● **AIM OF THE EXERCISE**: From the listing below, copy every line with the word "facade".

__________

PR #4986, opened 2022-10-28
review: chore: replace deprecated set-output command in GHA

SirYwell:
We currently have warnings in our GH CI, caused by the changes described in https://github.blog/changelog/2022-10-11-github-actions-deprecating-save-state-and-set-output-commands/.

Example: https://github.com/INRIA/spoon/actions/runs/3341083524 and https://github.com/INRIA/spoon/actions/runs/3341083525

I updated our scripts to use the replacement.


slarse (approved):
Good catch @SirYwell. I keep telling myself I should keep track of the GitHub blog but I just never get around to it...

Merging tomorrow.

PR #4987, opened 2022-10-28
refactor: Refactor bad smell InnerClassMayBeStatic

MartinWitt:
# Repairing Code Style Issues
## InnerClassMayBeStatic
Inner classes that do not reference their enclosing instances can be made static.
This prevents a common cause of memory leaks and uses less memory per instance of the class.

# Repairing Code Style Issues
* InnerClassMayBeStatic (2)


I-Al-Istannen (approved):
LGTM. Though a classloader keeping the outer class alive sounds kinda cute :P

PR #4988, opened 2022-10-29
test: Add javac facade to test reflection tree builder

I-Al-Istannen:
This PR adds a — deliberately simple(istic) — facade to the system Javac compiler. This allows us to compile certain classes using Javac and ensure our reflection tree builder handles it correctly.

### Considerations
We could also use JDT (probably) to compile the files instead. I opted to use Javac as it is a lot more widely used and should also use different java versions in our CI.


MartinWitt (approved):

MartinWitt:
Awesome testing tool thanks @I-Al-Istannen

Issue #4881, opened 2022-09-05
Getting extra parenthesis on variable assignments with concatenation of other variables.


Vardhamansankar:
For example in my java code, I am having a **String query = query1 + query2 + query 3;**
 When I am using **CtLocalVariable.getAssignment()**, its giving **((query1 + query2) + query 3)** as **String query** variable assignment. It is adding extra parenthesis in that output.

I want output as query1 + query2 + query 3 as it is without any extra parenthesis added.

I-Al-Istannen:
Have you tried setting `setMinimizeRoundBrackets(true)` on your printer?

You sadly did not post any example code that triggers the bug for you, but the following might still help you:
```java
        launcher.getEnvironment().setPrettyPrinterCreator(() -> {
            DefaultJavaPrettyPrinter printer = new DefaultJavaPrettyPrinter(launcher.getEnvironment());
            printer.setMinimizeRoundBrackets(true);
            return printer;
        });
```

Alternatively you could try using the *SniperPrinter*, which tries its best to only modify *needed* elements instead of reformatting the whole file.

algomaster99:
@I-Al-Istannen, `setMinimizeRoundBrackets` is `protected` and is not open to public. However, we had a similar issue raised before and this was a working solution for it - https://github.com/INRIA/spoon/issues/4807#issuecomment-1202263121.

I-Al-Istannen:
Ah, neat. Missed that discussion, thanks :)

Vardhamansankar:
Heya @I-Al-Istannen @algomaster99 , I tried this way while creating launcher as follows,
```
Launcher launcher = new Launcher();
		launcher.addInputResource("./src/test/java/spoon/test/ctLocalVariables/Foo.java");
		Environment e = launcher.getEnvironment();
		RoundBracketPrinter printer = new RoundBracketPrinter(launcher.getEnvironment());
		e.setPrettyPrinterCreator(() -> printer);
		launcher.buildModel();
		CtModel model = launcher.getModel();
List<CtLocalVariable> variables =   model.getElements(new TypeFilter<>(CtLocalVariable.class));
		for(CtLocalVariable variable: variables) {
			System.out.println(variable.getSimpleName().toString()+" --------- "+variable.getAssignment().toString());
		}

```

And having an explicit class as **RoundBracketPrinter**
`class RoundBracketPrinter extends DefaultJavaPrettyPrinter {
public RoundBracketPrinter(Environment env) {
super(env);
[...]

PR #4995, opened 2022-11-01
fix: minimise printing parenthesis for type casts in expression

algomaster99:
Reference: https://github.com/INRIA/spoon/issues/4881#issuecomment-1296181539

The changes fix bracket printing for expressions with type casts. It actually does two things:
1. Remove outer brackets. Eg. outermost brackets in `((int) myInt)` are not printed if minimization is requested.
2. Initially, brackets were enforced around the variable as well. For example, `((int) (myInt))`. Maybe, I should do this in a separate PR because it may entail a discussion.


algomaster99:
I also noticed in [`edea720` (#4995)](https://github.com/INRIA/spoon/pull/4995/commits/edea7200fee86094753055ed38a7df89368fcbad) that the suffix `D` is not printed.

algomaster99:
@I-Al-Istannen @MartinWitt can you drop your reviews? I think we need better tests. Maybe you could help me with that?

SirYwell:
Minimising parentheses for casts is conservative at the moment, but mainly because it's not trivial to do right.
As an example, consider following line as second statement in your test case:
`int myInt2 = ((Double) myDouble).intValue();`
With your current changes, this will be printed as `int myInt2 = (java.lang.Double) myDouble.intValue()` which does not compile anymore.

We can surely think about cases where the parentheses are not required (for example, a direct assignment like your test might be such case), but I'd prefer to still be conservative and only drop the brackets if we are really sure that it will still compile.

algomaster99:
I am sorry I am seeing this so late. It got lost somewhere in my notifications.

Thanks for this test case. A patch like checking if the default expression is an instance of invocation and then checking if it has a target and executable ref can fix it. 

> We can surely think about cases where the parentheses are not required

We should. As of now, I do not have any more test cases in mind. I usually rely on clients reporting bugs in this area to improve the printer.

> if we are really sure that it will still compile.

That is true. Maybe we can add an assertion in our test cases that compiles the pretty-printed string?

SirYwell:
> We should. As of now, I do not have any more test cases in mind. I usually rely on clients reporting bugs in this area to improve the printer.

The important point is that we go the safe route, so instead of "don't print parentheses unless ..." the code has to be "always print parentheses unless ...". Too many parentheses are okay, code that doesn't compile is not okay.

> Maybe we can add an assertion in our test cases that compiles the pretty-printed string?

I think there are some larger tests doing that. Afaik there are some test cases that take the spoon source code, print it and compile it to make sure the printer works. Maybe we can reuse something like that with the minimize brackets setting.

algomaster99:
>  The important point is that we go the safe route, so instead of "don't print parentheses unless ..." the code has to be "always print parentheses unless ...". Too many parentheses are okay, code that doesn't compile is not okay.

This is what is happening right now, don't you think? Initially, we used to print redundant brackets, but then clients requested minimisation so we started adding patches like https://github.com/INRIA/spoon/pull/3823, https://github.com/INRIA/spoon/pull/4809, and a few more to adhere to specific cases.

> Maybe we can reuse something like that with the minimize brackets setting.

Yes, I plan to do that.

algomaster99:
@SirYwell I tried to compile the pretty-printed string in [`24385dc` (#4995)](https://github.com/INRIA/spoon/pull/4995/commits/24385dc7b4df9993732806e08fbbf1af0105e7af). I have an intuition there may already be a utility for this so let me know if you are aware. Also, maybe we can add the `afterEach` method in `DJPPTest` and `SJPPTest` that checks for compilation afterward in a separate PR?

I feel the changes in [`4c68134` (#4995)](https://github.com/INRIA/spoon/pull/4995/commits/4c681343f10f6f755ecc77878b6751e59a14e1fc) belong to [RoundBracketAnalyzer#requiresRoundBrackets](https://github.com/INRIA/spoon/blob/master/src/main/java/spoon/reflect/visitor/RoundBracketAnalyzer.java#L32). However, in its current state, it only checks for unary and binary expression so it would take some refactoring to make it generic.

algomaster99:
There seems to be some flakiness in the CI. Could anyone please run the workflow again?

I-Al-Istannen:
You should be able to just create a new Launcher and build the printed model. Set `Environment#shouldCompile` to true. If `buildModel` exists cleanly, it compiled.

The failing workflow was https://github.com/INRIA/spoon/actions/runs/3438229451/jobs/5734018883, I will need to have a look at that later. A flakey CI is really annoying.

algomaster99:
> The failing workflow was [INRIA/spoon/actions/runs/3438229451/jobs/5734018883](https://github.com/INRIA/spoon/actions/runs/3438229451/jobs/5734018883), I will need to have a look at that later. A flaky CI is really annoying.

This is not flaky. I think I introduced some regression. Let me check again.

SirYwell:
> This is what is happening right now, don't you think? Initially, we used to print redundant brackets, but then clients requested minimisation so we started adding patches like #3823, #4809, and a few more to adhere to specific cases.

This is true for the linked PRs, but with the current state of this PR, we say `should set bracket` for a specific case (we don't know if we cover all other cases) instead of `should not set bracket´ for a specific case (we know that it is save for this case).

The `isTargetOfInvocation` check is also somewhat duplicated below (https://github.com/INRIA/spoon/pull/4995/files#diff-69f595720b242e1a1322a888005148a4400e96e04f3fe5a2e898e44e6471ebf4R423-R425) but with more special casing. That's also the source of the current test failures, you're setting brackets now *always* if minimizeRoundBrackets is enabled.

> I have an intuition there may already be a utility for this so let me know if you are aware.

I don't have anything in my mind right now, I would need to skim through existing tests first.

> Also, maybe we can add the `afterEach` method in `DJPPTest` and `SJPPTest` that checks for compilation afterward in a separate PR?

I'm not sure if that's doable, the tests are likely not consistent enough and if it does fail *during* the test, tooling might break.

> I feel the changes in [`4c68134` (#4995)](https://github.com/INRIA/spoon/pull/4995/commits/4c681343f10f6f755ecc77878b6751e59a14e1fc) belong to [RoundBracketAnalyzer#requiresRoundBrackets](https://github.com/INRIA/spoon/blob/master/src/main/java/spoon/reflect/visitor/RoundBracketAnalyzer.java?rgh-link-date=2022-11-10T15%3A48%3A21Z#L32). However, in its current state, it only checks for unary and binary expression so it would take some refactoring to make it generic.

Yes, that sounds like a good place for anything related to minimizeRoundBrackets. Generally, I think that should touch the DJPP as little as possible.

algomaster99:
> The isTargetOfInvocation check is also somewhat duplicated below ([#4995 (files)](https://github.com/INRIA/spoon/pull/4995/files#diff-69f595720b242e1a1322a888005148a4400e96e04f3fe5a2e898e44e6471ebf4R423-R425)) but with more special casing. That's also the source of the current test failures, you're setting brackets now always if minimizeRoundBrackets is enabled.

Indeed that was the source. Thank you! I fixed it in recent commits.

algomaster99:
@SirYwell it is ready for review now.

src/main/java/spoon/reflect/visitor/DefaultJavaPrettyPrinter.java
```diff
@@ -400,7 +402,7 @@ public DefaultJavaPrettyPrinter scan(CtElement e) {
 	}
 
 	private boolean shouldSetBracket(CtExpression<?> e) {
-		if (!e.getTypeCasts().isEmpty()) {
+		if (!e.getTypeCasts().isEmpty() && !isMinimizeRoundBrackets()) {
```
SirYwell, line 405: This additional check can still cause issues, because now we can go through the whole method and return `false` as a default value, even if there *are* type casts. It might work by returning `!e.getTypeCasts().isEmpty()` at the bottom,

Consider following silly example:
```java
class A {
    A a;
    int i;
}
class C extends A {
    Object a;
}
```
(the subclass shadows a field of its superclass)
and following statement:
```java
C c = null;
int i = ((A) c).a.i;
```
This currently does not enter the if body but instead return `false` at the end of the method. Obviously, `(A) c.a.i` does not compile.

Even worse, we can construct code that still compiles but has different semantics by adjusting the classes as follows:

```java
class A {
    A a;
    int i;
}
class C extends A {
    C a;
		A i;
}
```
and the statements:
```java
C c = null;
var i = ((A) c).a.i;
```

SirYwell (changes requested):

algomaster99:
> It might work by returning !e.getTypeCasts().isEmpty()

I think we should return `false` by default as it aligns with your statement - "always print parentheses unless ...".

> `int i = ((A) c).a.i;`

For this case, we need to enclose `c` which is `VariableRead` so if we just add a case for it, the test would pass.

However, I think it is becoming very confusing to read through `shouldSetBracket`. We should really consider refactoring it inside `RoundBracketAnalyzer`. Basically, refactor https://github.com/INRIA/spoon/blob/8e23bae972aa65c6d1580e728fa0b1a9bc7544d9/src/main/java/spoon/reflect/visitor/DefaultJavaPrettyPrinter.java#L414-L419 and possibly minimise the conditions. In theory, the conditions should be built upon from these three conditions:
1. We need to put round brackets wherever we type cast _before_ invoking some executable on it.
2. We should not put round brackets if we type cast, but we do not invoke anything on it.
3. By default, we always set round brackets.

SirYwell:
> I think we should return `false` by default as it aligns with your statement - "always print parentheses unless ...".

From my understanding, the method should return `true` whenever the printer should print parentheses.

> However, I think it is becoming very confusing to read through `shouldSetBracket`. [...]

I think we're at a stage where we need to refactor something, but I'm not sure about the *where* and the *how*.
One problem is that this method currently does two things:

1. It avoids the obvious cases where no parentheses are needed, e.g., `System.out.println("Hello World")` instead of `(System.out).println("Hello World")`
2. It *conditionally* (depending on the `minimizeRoundBrackets`) avoids additional, not as obvious cases in which parentheses can be omitted. Before this PR, this only happened in the `RoundBracketAnalyzer`, and never if casts are present.

With the new additional check at the very top of the method, we do not longer return `true` unconditionally if casts are present, but in worst case we fall back to returning `false`. This heavily changes how the method behaves in a lot of cases which were only covered implicitly (i.e. "we always print parentheses if casts are present").

One idea would be to modify the first `if` as follows:
```java
if (isMinimizeRoundBrackets()) {
	// Do RoundBracketAnalyzer stuff here, make RoundBracketAnalyzer work with type casts too
} else if (!e.getTypeCasts().isEmpty()) {
	return true; // keep behavior of non-minimizing printer
}
// drop RoundBracketAnalyzer stuff below, keep everything else as before this PR
```

This way, we can make sure the behavior of non-minimizing printing just remains the same.
WDYT?

algomaster99:
@SirYwell do you think the refactoring makes it more readable?

SirYwell:
Yes! This definitely looks better. I'm still somewhat concerned as the RoundBracketAnalyzer is now called in cases with casts present. This wasn't the case before, so any behavior of the RoundBracketAnalyzer probably isn't properly tested for such cases. The trivial fix for now would be to also have an addtional isEmpty check in the return statement here https://github.com/INRIA/spoon/pull/4995/files#diff-69f595720b242e1a1322a888005148a4400e96e04f3fe5a2e898e44e6471ebf4R409 too.

algomaster99:
@SirYwell can you check now?

SirYwell (dismissed):
This is good from my side now, but someone else should probably take a look too (@I-Al-Istannen maybe?).

I-Al-Istannen (changes requested):
```patch
From c2a903a046d4781015a5f523bc250fbabbd8e619 Mon Sep 17 00:00:00 2001
From: I-Al-Istannen <i-al-istannen@users.noreply.github.com>
Date: Wed, 16 Nov 2022 18:45:34 +0100
Subject: [PATCH] Some comments

Co-authored-by: Hannes Greule <SirYwell@users.noreply.github.com>
---
 .../visitor/DefaultJavaPrettyPrinter.java     | 32 +++++++++++++++----
 .../visitor/DefaultJavaPrettyPrinterTest.java |  4 ++-
 src/test/java/spoon/test/eval/EvalTest.java   |  2 +-
 3 files changed, 29 insertions(+), 9 deletions(-)

diff --git a/src/main/java/spoon/reflect/visitor/DefaultJavaPrettyPrinter.java b/src/main/java/spoon/reflect/visitor/DefaultJavaPrettyPrinter.java
index 9a8b4a935..ede37c500 100644
--- a/src/main/java/spoon/reflect/visitor/DefaultJavaPrettyPrinter.java
+++ b/src/main/java/spoon/reflect/visitor/DefaultJavaPrettyPrinter.java
@@ -68,6 +68,7 @@ import spoon.reflect.code.CtTryWithResource;
 import spoon.reflect.code.CtTypeAccess;
 import spoon.reflect.code.CtTypePattern;
 import spoon.reflect.code.CtUnaryOperator;
+import spoon.reflect.code.CtVariableAccess;
 import spoon.reflect.code.CtVariableRead;
 import spoon.reflect.code.CtVariableWrite;
 import spoon.reflect.code.CtWhile;
@@ -296,7 +297,7 @@ public class DefaultJavaPrettyPrinter implements CtVisitor, PrettyPrinter {
 			elementPrinterHelper.writeComment(e, CommentOffset.BEFORE);
 		}
 		getPrinterHelper().mapLine(e, sourceCompilationUnit);
-		if (shouldSetBracket(e)) {
+		if (shouldSetBracketAroundExpressionAndCast(e)) {
 			context.parenthesedExpression.push(e);
 			printer.writeSeparator("(");
 		}
@@ -305,12 +306,29 @@ public class DefaultJavaPrettyPrinter implements CtVisitor, PrettyPrinter {
 				printer.writeSeparator("(");
 				scan(r);
 				printer.writeSeparator(")").writeSpace();
-				if (!isMinimizeRoundBrackets()) {
-					printer.writeSeparator("(");
-					context.parenthesedExpression.push(e);
-				}
 			}
+			if (shouldSetBracketAroundCastTarget(e)) {
+				printer.writeSeparator("(");
+				context.parenthesedExpression.push(e);
+			}
+		}
+	}
+
+	private boolean shouldSetBracketAroundCastTarget(CtExpression<?> expr) {
+		if (!isMinimizeRoundBrackets()) {
+			return true;
 		}
+
+		if (expr instanceof CtTargetedExpression) {
+			return false;
+		}
+		if (expr instanceof CtLiteral) {
+			return false;
+		}
+		if (expr instanceof CtVariableAccess) {
+			return false;
+		}
+		return true;
 	}
 
 	/**
@@ -401,12 +419,12 @@ public class DefaultJavaPrettyPrinter implements CtVisitor, PrettyPrinter {
 		return this;
 	}
 
-	private boolean shouldSetBracket(CtExpression<?> e) {
+	private boolean shouldSetBracketAroundExpressionAndCast(CtExpression<?> e) {
 		if (isMinimizeRoundBrackets()) {
 			RoundBracketAnalyzer.EncloseInRoundBrackets requiresBrackets =
 					RoundBracketAnalyzer.requiresRoundBrackets(e);
 			if (requiresBrackets != RoundBracketAnalyzer.EncloseInRoundBrackets.UNKNOWN) {
-				return requiresBrackets == RoundBracketAnalyzer.EncloseInRoundBrackets.YES && e.getTypeCasts().isEmpty();
+				return requiresBrackets == RoundBracketAnalyzer.EncloseInRoundBrackets.YES || !e.getTypeCasts().isEmpty();
 			}
 			if (e.isParentInitialized() && e.getParent() instanceof CtTargetedExpression && ((CtTargetedExpression) e.getParent()).getTarget() == e) {
 				return e instanceof CtVariableRead<?> && !e.getTypeCasts().isEmpty();
diff --git a/src/test/java/spoon/reflect/visitor/DefaultJavaPrettyPrinterTest.java b/src/test/java/spoon/reflect/visitor/DefaultJavaPrettyPrinterTest.java
index 6546fa2e7..84ff94fe4 100644
--- a/src/test/java/spoon/reflect/visitor/DefaultJavaPrettyPrinterTest.java
+++ b/src/test/java/spoon/reflect/visitor/DefaultJavaPrettyPrinterTest.java
@@ -67,7 +67,9 @@ public class DefaultJavaPrettyPrinterTest {
             "1 | 2 & 3",
             "(1 | 2) & 3",
             "1 | 2 ^ 3",
-            "(1 | 2) ^ 3"
+            "(1 | 2) ^ 3",
+            "((int) (1 + 2)) * 3",
+            "(int) (int) (1 + 1)",
     })
     public void testParenOptimizationCorrectlyPrintsParenthesesForExpressions(String rawExpression) {
         // contract: When input expressions are minimally parenthesized, pretty-printed output
diff --git a/src/test/java/spoon/test/eval/EvalTest.java b/src/test/java/spoon/test/eval/EvalTest.java
index 8a565bde2..c6b55b009 100644
--- a/src/test/java/spoon/test/eval/EvalTest.java
+++ b/src/test/java/spoon/test/eval/EvalTest.java
@@ -96,7 +96,7 @@ public class EvalTest {
 		CtBlock<?> b = type.getMethodsByName("testDoNotSimplifyCasts").get(0).getBody();
 		assertEquals(1, b.getStatements().size());
 		b = b.partiallyEvaluate();
-		assertEquals("return ((U) ((java.lang.Object) (spoon.test.eval.testclasses.ToEvaluate.castTarget(element).getClass())))", b.getStatements().get(0).toString());
+		assertEquals("return ((U) (java.lang.Object) (spoon.test.eval.testclasses.ToEvaluate.castTarget(element).getClass()))", b.getStatements().get(0).toString());
 	}
 
 	@Test
-- 
2.38.1
```

algomaster99:
> return requiresBrackets == RoundBracketAnalyzer.EncloseInRoundBrackets.YES || !e.getTypeCasts().isEmpty();

It should have been this way to preserve the old behaviour. Thank you for noticing. The commit looks good to me and I have pushed it.

MartinWitt (approved):

I-Al-Istannen (approved):

MartinWitt:
@algomaster99 we had some changes to Qodana on the master branch. Could you rebase/merge with the master to run the checks with the current Qodana version?

algomaster99:
Done :)

MartinWitt:
Thanks @algomaster99

PR #5014, opened 2022-11-17
review: fix: Properly accept urls with plus signs (+)

I-Al-Istannen:
This fixes spoon's input validation rejection classloader with URLs containing plus signs (+).

This was accidentally broken in https://github.com/INRIA/spoon/pull/4358 without any of us noticing. I applied the suggestion I had back then (https://github.com/INRIA/spoon/pull/4358#discussion_r771256255) and now use the path API. If this fails, we fall back to the URL encoding added in #4358.

This change should therefore be mostly harmless but maybe @slarse wants to weigh in.


slarse (approved):
Can't we just ask people to not put odd characters in their filepaths? :/

slarse:
@I-Al-Istannen LGTM, ready to merge?

I-Al-Istannen:
> Can't we just ask people to not put odd characters in their filepaths? :/

I wish :D Figuring our the root cause for this issue was really annoying :P Especially because this issue prevented a full classpath from being built which triggered another bug which I initially investigated…

> @I-Al-Istannen LGTM, ready to merge?

Yes, should be fine from my end. I tried to be as conservative as possible.

slarse:
Thanks @I-Al-Istannen !

PR #249, opened 2024-11-18
Update benchpress pin

filipeom:


filipeom:
Macos CI is broken due to `pkgconf` (see https://github.com/ocaml/setup-ocaml/issues/897)

PR #258, opened 2024-12-03
fix bug in parsing of Num.t

zapashcanon:
spotted while writing some tests for `owi replay` (I'm still not able to run the tests for smtml so, if the CI breaks I'll need your help again, sorry haha...)


filipeom:
Seems I can only write bugs :sweat_smile: 

The CI should be good, I don't have tests for this function atm. Thanks!

zapashcanon:
Yes don't worry, now it'll be tested by Owi :-)

PR #270, opened 2025-01-24
update for future prelude and scfg

zapashcanon:
Hi ! :)

I made some changes to both libraries:

- in `scfg`, I'm now using ``` Error (`Msg "something")``` instead of `Error "something"`;
- in `prelude`, I'm decided to change the design of the library quite a bit so there's a lot of change, the idea is to be able to use the library only in development mode and not to depend on it in release mode, that is, we should only *hide* stuff from the stdlib, and not add new functions or rename existing ones ; it's not yet fully done but most of it is, I also opened a few PR against ocaml/ocaml in order to add stuff I think is missing.

They're not yet on opam but I wanted to test them here and in Owi. I'm making the PR now so I don't lost the changes and you can have a first look.

There is a few places where I left a comment for you (with a `TODO`). In particular, there's something I don't understand about a stack somewhere.

Cheers!


filipeom:
Hi! :smiley: 

> in prelude, I'm decided to change the design of the library quite a bit so there's a lot of change, the idea is to be able to use the library only in development mode and not to depend on it in release mode, that is, we should only hide stuff from the stdlib, and not add new functions or rename existing ones ; it's not yet fully done but most of it is, I also opened a few PR against ocaml/ocaml in order to add stuff I think is missing.

I think this is a great design decision going forward! Thank you so much for the PR!! 

> There is a few places where I left a comment for you (with a TODO). In particular, there's something I don't understand about a stack somewhere.

Okok, I'll try to respond to some in the review.

Thanks again!

Cheers!

src/eval.ml
```diff
@@ -370,20 +378,26 @@ module Lst = struct
...
     let op' = `Binop op in
     match op with
-    | At -> (
+    | At ->
       let lst = of_value 1 op' v1 in
       let i = Int.of_value 2 op' v2 in
-      try List.nth lst i
-      with Failure _ | Invalid_argument _ -> raise IndexOutOfBounds )
+      begin
+        (* TODO: change datastructure? *)
```
filipeom, line 396: :+1: I'll create an issue for this

src/mappings.ml
```diff
@@ -745,13 +749,17 @@ module Make (M_with_make : M_with_make) : S_with_fresh = struct
...
       let push { solver; ctx; _ } =
-        let top = Stack.top ctx in
-        Stack.push top ctx;
-        M.Solver.push solver
+        (* TODO: I don't understand why we are duplicating the topmost element of ctx, is this actually the expected behavior? *)
+        match Stack.top_opt ctx with
+        | None -> assert false
+        | Some top ->
+          Stack.push top ctx;
+          M.Solver.push solver
```
filipeom, line 757: > (* TODO: I don't understand why we are duplicating the topmost element of ctx, is this actually the expected behavior? *)

Yes, since our context is immutable, when we perform a `push` we duplicated the context so when we later backtrack (with a `pop`) to the context before the push

filipeom:
This is good to go?

zapashcanon:
Not yet! I still have a few things to change :) I'll let you know once I'm done

PR #291, opened 2025-02-27
Add extract simplifications

krtab:
I'm not sure its working yet but opening it to discuss it


zapashcanon:
@filipeom I'm not sure if this is still useful?

filipeom:
It could be, I'd have to go back and check the expressions this was trying to simply :grimacing:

__________

● **WRITTEN SOLUTION**:
test: Add javac facade to test reflection tree builder
This PR adds a — deliberately simple(istic) — facade to the system Javac compiler. This allows us to compile certain classes using Javac and ensure our reflection tree builder handles it correctly.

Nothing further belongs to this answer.